Supreme Court will review whether FERC should apply Ninth Circuit’s modified public interest standard.

On September 25, 2007, the Supreme Court of the United States granted and consolidated the petitions for certiorari of Morgan Stanley Capital Group and Calpine Energy Services, each of which sought review of the U.S. Court of Appeals for the Ninth Circuit’s decision in Public Utility District No. 1 of Snohomish County Washington, et al. v. FERC. The consolidated cases involve unilateral attempts to modify forward contracts entered into by power companies during the western energy crisis of 2000-01.

In Snohomish, the Ninth Circuit held that the Federal Energy Regulatory Commission (FERC) erred in its procedural reliance on Mobile-Sierra (because its grant of market-based rate authority lacked a mechanism to provide effective, timely relief from unjust and unreasonable rates) and also in the substantive standard it used to determine that the contracts at issue did not adversely affect the public interest. The Mobile-Sierra doctrine provides that where parties have entered into a bilateral contract with a fixed rate or other fixed terms and conditions, FERC’s sole concern under the Federal Power Act or the Natural Gas Act is "whether the rate [could] adversely affect the public interest—as where it might impair the financial ability of the public utility to continue its service, cast upon other consumers an excessive burden, or be unduly discriminatory."

The Ninth Circuit created a new standard of Mobile-Sierra review, applicable in a "high-rate" challenge, holding that the relevant inquiry is "whether the wholesale energy contract is outside the ‘zone of reasonableness’ and results in retail rates higher than would be the case if that zone were not exceeded." The Ninth Circuit Court remanded the case to FERC so that it can reassess whether Mobile-Sierra review or full just and reasonable review of the challenged contracts is appropriate.

The new standard of review for wholesale power contracts created by the Ninth Circuit appears to modify, and is inconsistent with, the long-standing standard set by the Supreme Court in the Mobile and Sierra cases. The power suppliers sought and FERC opposed certiorari.

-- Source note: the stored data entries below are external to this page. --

PR #864, opened 2021-03-02
Ensure correct adobe credentials are associated with the current account.

ray-lee:
**What's this do?**

When Adobe credentials are activated, the Adobe DRM connector can return a list of multiple credentials, including the newly activated credentials, and any that were previously activated for other accounts. This attempts to ensure that the current account is associated with the correct credentials, by finding the last credentials in the last that are not associated with any other account.

This fixes [SIMPLY-2979](https://jira.nypl.org/browse/SIMPLY-2979). Previously, if activation returned a list of credentials, the first in the list was assumed to be the newly activated credentials for the current account. If other accounts had previously been activated, the first in the list actually belonged to the first account that was activated, not the current account being activated.

Unit tests are included. See the [first comment in SIMPLY-2979](https://jira.nypl.org/browse/SIMPLY-2979?focusedCommentId=52276&page=com.atlassian.jira.plugin.system.issuetabpanels%3Acomment-tabpanel#comment-52276) for testing steps. 

n/a

n/a

@ray-lee ran this in a slightly older commit of the SimplyE app. I can't run it in the latest commit of SimplyE because of [SIMPLY-3529](https://jira.nypl.org/browse/SIMPLY-3529), but I don't think there's any reason to believe it wouldn't work.

### DIFF
--- a/simplified-books-controller/src/main/java/org/nypl/simplified/books/controller/ProfileAccountLoginTask.kt
+++ b/simplified-books-controller/src/main/java/org/nypl/simplified/books/controller/ProfileAccountLoginTask.kt
@@ -391,8 +391,21 @@ class ProfileAccountLoginTask(
         "Must have returned at least one activation"
       )
 
+      /*
+       * Find the newly activated credentials (the one whose user id is not associated with any
+       * account). There should only be one, and it should be the last in the list, but this check
+       * makes sure.
+       */
+
+      val newPostCredentials = postCredentials.last { credentials ->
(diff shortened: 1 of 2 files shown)


io7m:
:star_struck: 

I will review this properly later today. Impressive if this is what the problem has been for all these years!

io7m:
Looks good to me!

Apologies for the number of dependencies that have to be injected in these tests. They are not the most pleasant tests to write.

PR #865, opened 2021-03-02
SIMPLY-3574: Fix data being incorrectly set in error reporting intent.

ray-lee:
**What's this do?**

Fix log files not being correctly set in the intent when reporting errors.

This fixes [SIMPLY-3574](https://jira.nypl.org/browse/SIMPLY-3574).

See description of [SIMPLY-3574](https://jira.nypl.org/browse/SIMPLY-3574).

n/a

n/a

@ray-lee ran the vanilla app.

### DIFF
--- a/simplified-reports/src/main/java/org/nypl/simplified/reports/Reports.kt
+++ b/simplified-reports/src/main/java/org/nypl/simplified/reports/Reports.kt
@@ -102,7 +102,7 @@ object Reports {
       val compressedFiles =
         files.mapNotNull(this::compressFile)
       val contentUris =
-        compressedFiles.map { file -> this.mapFileToContentURI(context, file) }
+        compressedFiles.toSet().map { file -> this.mapFileToContentURI(context, file) }
 
       this.logger.debug("attaching {} files", compressedFiles.size)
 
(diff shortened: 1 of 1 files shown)


simplified-reports/src/main/java/org/nypl/simplified/reports/Reports.kt
```diff
@@ -102,7 +102,7 @@ object Reports {
       val compressedFiles =
         files.mapNotNull(this::compressFile)
       val contentUris =
-        compressedFiles.map { file -> this.mapFileToContentURI(context, file) }
+        compressedFiles.toSet().map { file -> this.mapFileToContentURI(context, file) }
```
ray-lee, line 106: `compressedFiles` can contain duplicates. For example, if `log.txt` is compressed to `log.txt.gz`, and `log.txt.gz` already existed from a previous error report, `log.txt.gz` will appear twice in the list. The `toSet()` call removes any duplicates.

simplified-reports/src/main/java/org/nypl/simplified/reports/Reports.kt
```diff
@@ -112,7 +112,7 @@ object Reports {
           this.putExtra(Intent.EXTRA_EMAIL, arrayOf(address))
           this.putExtra(Intent.EXTRA_SUBJECT, subject)
           this.putExtra(Intent.EXTRA_TEXT, body)
-          this.putExtra(Intent.EXTRA_STREAM, arrayListOf(contentUris))
+          this.putExtra(Intent.EXTRA_STREAM, ArrayList(contentUris))
```
ray-lee, line 115: Changing to `ArrayList()` instead of `arrayListOf()`. Since `contentUris` is a list, `arrayListOf(contentUris)` created a list of lists instead of a list of Uris.

io7m:
Nice. Even more important now that we're about to introduce a major new feature...

PR #169, opened 2023-09-01
Fix repository name in release workflow

pkalita-lbl:


pkalita-lbl:
### 🤦🏻 

It looks like now that we've released v1.6.0 we have more releases than [this request](https://github.com/linkml/linkml-model/blob/55037f041ecf9e05e0df80dcb82f8d72b567d8fc/linkml_model/linkml_files.py#L114) gets in one shot. We could probably kick the can down the road a bit by adding [adding a per_page query parameter](https://docs.github.com/en/rest/guides/using-pagination-in-the-rest-api?apiVersion=2022-11-28#changing-the-number-of-items-per-page). Or we could make that method smarter by following pagination links until it finds what it's looking for or until it runs out of pages.

pkalita-lbl:
Since I'm going to be out of the office for a bit I've got ahead and kicked the can (i.e. using the `per_page` parameter) so that I'm not leaving this in a broken state. I can revisit it when I'm back if we think a more robust solution is needed.

cmungall (approved):

PR #170, opened 2023-09-14
Remove Mark from author list

nlharris:
Mark asked to be removed (he probably doesn't want his personal email address shared). It's not clear who should be added. So for now, let's remove Mark and just leave Chris. fixes #1142


turbomam (approved):
I didn't really care about expressing my email, I just didn't think I deserved credit for contributing to the metamodel

PR #172, opened 2023-11-17
XY alias removal of axes

melonora:
closes [#1740](https://github.com/linkml/linkml/issues/1740)

As described in the issue I think the x y aliases for axis 0 and 1 should be removed as this very much depends on the array implementation.


rly:
This sounds reasonable to me.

The Supreme Court’s decision to review whether FERC should apply the Ninth Circuit’s modified public interest standard suggests the Supreme Court may not agree with the Ninth Circuit’s application of the Mobile-Sierra doctrine or with the balance the Ninth Circuit struck between the need for contract enforceability and the potential burden on retail customers of a unilateral rate change. Oral argument will be held early next year, and a decision is expected by June 2008.